- Opening Delimiter -

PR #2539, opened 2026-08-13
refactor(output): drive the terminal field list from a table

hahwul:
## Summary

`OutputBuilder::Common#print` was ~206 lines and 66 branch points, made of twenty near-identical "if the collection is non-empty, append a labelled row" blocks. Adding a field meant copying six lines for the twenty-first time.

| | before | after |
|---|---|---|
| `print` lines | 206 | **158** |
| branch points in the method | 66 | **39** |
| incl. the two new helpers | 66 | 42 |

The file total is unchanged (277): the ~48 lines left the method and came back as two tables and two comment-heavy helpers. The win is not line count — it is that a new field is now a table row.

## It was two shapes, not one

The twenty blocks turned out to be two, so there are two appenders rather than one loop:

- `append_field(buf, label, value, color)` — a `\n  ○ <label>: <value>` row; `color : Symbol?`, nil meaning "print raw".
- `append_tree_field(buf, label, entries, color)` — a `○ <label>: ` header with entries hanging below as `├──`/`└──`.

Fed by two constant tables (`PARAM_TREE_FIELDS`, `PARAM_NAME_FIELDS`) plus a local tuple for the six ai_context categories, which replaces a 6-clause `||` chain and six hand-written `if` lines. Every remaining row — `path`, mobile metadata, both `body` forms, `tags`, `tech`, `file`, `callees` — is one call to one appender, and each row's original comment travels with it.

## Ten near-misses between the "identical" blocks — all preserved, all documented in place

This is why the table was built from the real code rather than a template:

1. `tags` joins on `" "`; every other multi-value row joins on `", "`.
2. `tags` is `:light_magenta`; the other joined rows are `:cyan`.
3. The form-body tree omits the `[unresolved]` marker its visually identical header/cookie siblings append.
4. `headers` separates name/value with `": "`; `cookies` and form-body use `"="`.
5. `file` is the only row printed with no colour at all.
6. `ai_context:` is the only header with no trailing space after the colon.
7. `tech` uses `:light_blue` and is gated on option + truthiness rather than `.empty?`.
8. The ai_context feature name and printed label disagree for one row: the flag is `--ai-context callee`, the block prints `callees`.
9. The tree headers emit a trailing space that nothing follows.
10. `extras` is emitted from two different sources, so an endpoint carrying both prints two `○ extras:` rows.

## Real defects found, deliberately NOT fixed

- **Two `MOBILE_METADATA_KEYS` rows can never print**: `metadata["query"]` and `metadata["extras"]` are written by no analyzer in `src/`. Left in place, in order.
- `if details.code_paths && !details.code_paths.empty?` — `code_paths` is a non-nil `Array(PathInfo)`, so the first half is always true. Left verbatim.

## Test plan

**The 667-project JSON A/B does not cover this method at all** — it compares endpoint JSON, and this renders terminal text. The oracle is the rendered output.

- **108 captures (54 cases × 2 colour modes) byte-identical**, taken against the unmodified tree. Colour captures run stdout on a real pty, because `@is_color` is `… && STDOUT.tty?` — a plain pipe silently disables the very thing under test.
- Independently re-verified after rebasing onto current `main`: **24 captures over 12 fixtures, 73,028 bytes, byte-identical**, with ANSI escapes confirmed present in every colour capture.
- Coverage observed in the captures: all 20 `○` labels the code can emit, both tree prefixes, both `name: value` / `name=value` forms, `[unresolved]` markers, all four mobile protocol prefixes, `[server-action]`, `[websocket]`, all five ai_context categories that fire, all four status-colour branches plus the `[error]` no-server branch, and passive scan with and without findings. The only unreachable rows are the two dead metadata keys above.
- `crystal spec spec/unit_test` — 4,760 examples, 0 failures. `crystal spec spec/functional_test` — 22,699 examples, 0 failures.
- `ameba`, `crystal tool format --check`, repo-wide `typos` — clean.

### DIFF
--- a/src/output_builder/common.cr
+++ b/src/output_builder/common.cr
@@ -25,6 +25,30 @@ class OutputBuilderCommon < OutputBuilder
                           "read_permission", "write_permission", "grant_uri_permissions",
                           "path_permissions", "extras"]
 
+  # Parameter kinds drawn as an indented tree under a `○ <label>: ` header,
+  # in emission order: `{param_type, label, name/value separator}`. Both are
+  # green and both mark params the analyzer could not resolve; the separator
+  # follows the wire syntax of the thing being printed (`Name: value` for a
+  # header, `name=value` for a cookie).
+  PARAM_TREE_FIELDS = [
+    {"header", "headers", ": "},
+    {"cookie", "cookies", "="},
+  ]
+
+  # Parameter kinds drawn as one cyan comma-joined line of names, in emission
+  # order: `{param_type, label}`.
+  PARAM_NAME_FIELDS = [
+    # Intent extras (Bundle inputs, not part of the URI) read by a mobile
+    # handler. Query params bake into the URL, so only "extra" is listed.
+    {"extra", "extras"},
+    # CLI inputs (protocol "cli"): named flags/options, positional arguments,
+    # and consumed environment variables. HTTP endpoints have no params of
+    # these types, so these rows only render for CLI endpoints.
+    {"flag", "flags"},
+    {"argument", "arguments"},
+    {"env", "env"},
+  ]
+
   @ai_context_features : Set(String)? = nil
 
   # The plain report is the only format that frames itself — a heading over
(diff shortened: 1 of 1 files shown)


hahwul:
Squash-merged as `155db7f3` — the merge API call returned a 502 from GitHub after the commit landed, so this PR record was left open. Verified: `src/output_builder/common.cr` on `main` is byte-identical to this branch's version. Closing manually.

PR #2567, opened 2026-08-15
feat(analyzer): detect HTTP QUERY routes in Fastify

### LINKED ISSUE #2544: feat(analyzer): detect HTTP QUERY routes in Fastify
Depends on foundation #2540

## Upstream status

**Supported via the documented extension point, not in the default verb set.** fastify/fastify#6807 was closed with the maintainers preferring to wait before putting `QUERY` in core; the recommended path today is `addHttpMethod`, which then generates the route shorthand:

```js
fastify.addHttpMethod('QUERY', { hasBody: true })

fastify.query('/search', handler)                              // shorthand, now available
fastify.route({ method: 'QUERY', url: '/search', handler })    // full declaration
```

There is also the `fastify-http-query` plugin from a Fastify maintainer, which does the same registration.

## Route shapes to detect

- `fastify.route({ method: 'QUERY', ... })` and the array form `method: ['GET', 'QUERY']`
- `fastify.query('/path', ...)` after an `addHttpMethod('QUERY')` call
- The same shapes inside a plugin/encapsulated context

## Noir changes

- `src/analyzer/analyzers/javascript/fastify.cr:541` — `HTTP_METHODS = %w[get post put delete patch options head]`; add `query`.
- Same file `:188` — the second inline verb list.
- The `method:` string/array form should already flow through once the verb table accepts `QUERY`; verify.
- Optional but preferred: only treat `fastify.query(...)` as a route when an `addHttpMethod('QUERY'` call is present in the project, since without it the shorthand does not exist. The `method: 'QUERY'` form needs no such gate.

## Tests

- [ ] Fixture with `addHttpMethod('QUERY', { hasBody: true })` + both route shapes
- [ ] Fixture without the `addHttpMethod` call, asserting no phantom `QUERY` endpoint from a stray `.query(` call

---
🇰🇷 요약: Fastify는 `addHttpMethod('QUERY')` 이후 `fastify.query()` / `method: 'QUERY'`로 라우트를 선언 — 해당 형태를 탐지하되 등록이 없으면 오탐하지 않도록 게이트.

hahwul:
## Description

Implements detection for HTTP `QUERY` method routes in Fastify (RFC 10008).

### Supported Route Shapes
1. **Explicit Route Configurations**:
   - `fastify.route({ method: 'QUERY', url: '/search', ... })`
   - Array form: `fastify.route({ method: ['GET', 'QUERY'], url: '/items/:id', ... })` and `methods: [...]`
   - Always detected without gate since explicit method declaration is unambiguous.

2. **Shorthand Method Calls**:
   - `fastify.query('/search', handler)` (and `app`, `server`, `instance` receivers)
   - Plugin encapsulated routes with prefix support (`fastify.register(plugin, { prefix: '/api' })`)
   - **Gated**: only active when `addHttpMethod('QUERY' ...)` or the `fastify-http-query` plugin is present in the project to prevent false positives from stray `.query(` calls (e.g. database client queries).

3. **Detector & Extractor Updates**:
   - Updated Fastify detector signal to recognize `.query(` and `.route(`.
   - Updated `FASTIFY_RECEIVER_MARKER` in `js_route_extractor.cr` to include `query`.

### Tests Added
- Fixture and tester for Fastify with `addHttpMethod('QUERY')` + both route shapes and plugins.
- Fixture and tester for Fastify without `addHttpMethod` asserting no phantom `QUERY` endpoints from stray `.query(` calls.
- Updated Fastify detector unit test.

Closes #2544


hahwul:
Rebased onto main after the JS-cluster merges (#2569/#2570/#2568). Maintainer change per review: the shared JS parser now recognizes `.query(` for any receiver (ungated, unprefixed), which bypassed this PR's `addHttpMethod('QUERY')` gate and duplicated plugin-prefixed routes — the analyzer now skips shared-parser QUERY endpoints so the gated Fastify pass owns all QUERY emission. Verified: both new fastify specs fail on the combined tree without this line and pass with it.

- Closing Delimiter -
- Opening Delimiter -

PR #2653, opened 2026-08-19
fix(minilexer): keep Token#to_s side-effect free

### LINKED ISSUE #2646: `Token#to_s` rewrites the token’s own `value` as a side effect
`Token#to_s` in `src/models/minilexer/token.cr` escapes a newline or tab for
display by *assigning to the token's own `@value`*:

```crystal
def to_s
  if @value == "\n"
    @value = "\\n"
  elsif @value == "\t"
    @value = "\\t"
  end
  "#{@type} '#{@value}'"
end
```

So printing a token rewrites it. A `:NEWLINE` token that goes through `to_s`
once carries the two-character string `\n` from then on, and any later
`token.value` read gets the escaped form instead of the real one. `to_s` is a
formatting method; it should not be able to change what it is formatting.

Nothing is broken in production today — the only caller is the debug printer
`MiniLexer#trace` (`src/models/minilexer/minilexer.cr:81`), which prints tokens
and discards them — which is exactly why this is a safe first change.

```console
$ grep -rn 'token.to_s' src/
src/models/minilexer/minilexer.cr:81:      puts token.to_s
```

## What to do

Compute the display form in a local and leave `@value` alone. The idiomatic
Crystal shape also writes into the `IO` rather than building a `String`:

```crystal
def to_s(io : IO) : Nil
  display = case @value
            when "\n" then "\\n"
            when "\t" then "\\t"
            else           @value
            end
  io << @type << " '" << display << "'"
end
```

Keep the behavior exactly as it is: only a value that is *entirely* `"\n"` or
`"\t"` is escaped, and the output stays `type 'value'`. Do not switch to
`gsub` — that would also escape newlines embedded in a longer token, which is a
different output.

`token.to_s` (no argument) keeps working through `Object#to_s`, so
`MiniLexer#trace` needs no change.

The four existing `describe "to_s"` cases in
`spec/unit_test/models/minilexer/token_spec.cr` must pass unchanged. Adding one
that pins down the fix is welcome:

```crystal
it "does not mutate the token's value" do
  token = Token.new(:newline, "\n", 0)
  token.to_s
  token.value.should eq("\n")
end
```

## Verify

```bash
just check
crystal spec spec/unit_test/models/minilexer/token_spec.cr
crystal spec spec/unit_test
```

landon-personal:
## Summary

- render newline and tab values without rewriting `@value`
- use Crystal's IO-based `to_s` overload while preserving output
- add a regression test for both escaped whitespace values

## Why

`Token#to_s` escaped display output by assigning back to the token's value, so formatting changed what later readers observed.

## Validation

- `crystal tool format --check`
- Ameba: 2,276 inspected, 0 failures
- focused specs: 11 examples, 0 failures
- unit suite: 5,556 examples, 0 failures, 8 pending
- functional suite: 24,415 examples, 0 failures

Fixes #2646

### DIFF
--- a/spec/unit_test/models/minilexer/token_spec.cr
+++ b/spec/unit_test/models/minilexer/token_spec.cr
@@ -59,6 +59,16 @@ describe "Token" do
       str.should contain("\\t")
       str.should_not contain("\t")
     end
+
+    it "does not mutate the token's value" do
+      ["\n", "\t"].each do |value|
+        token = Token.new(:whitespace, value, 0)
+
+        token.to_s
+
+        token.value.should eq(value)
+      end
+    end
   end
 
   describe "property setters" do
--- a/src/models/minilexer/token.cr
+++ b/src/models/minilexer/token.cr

- Closing Delimiter -

Pick each line holding the word "cases" out of the listing.

- **108 captures (54 cases × 2 colour modes) byte-identical**, taken against the unmodified tree. Colour captures run stdout on a real pty, because `@is_color` is `… && STDOUT.tty?` — a plain pipe silently disables the very thing under test.
The four existing `describe "to_s"` cases in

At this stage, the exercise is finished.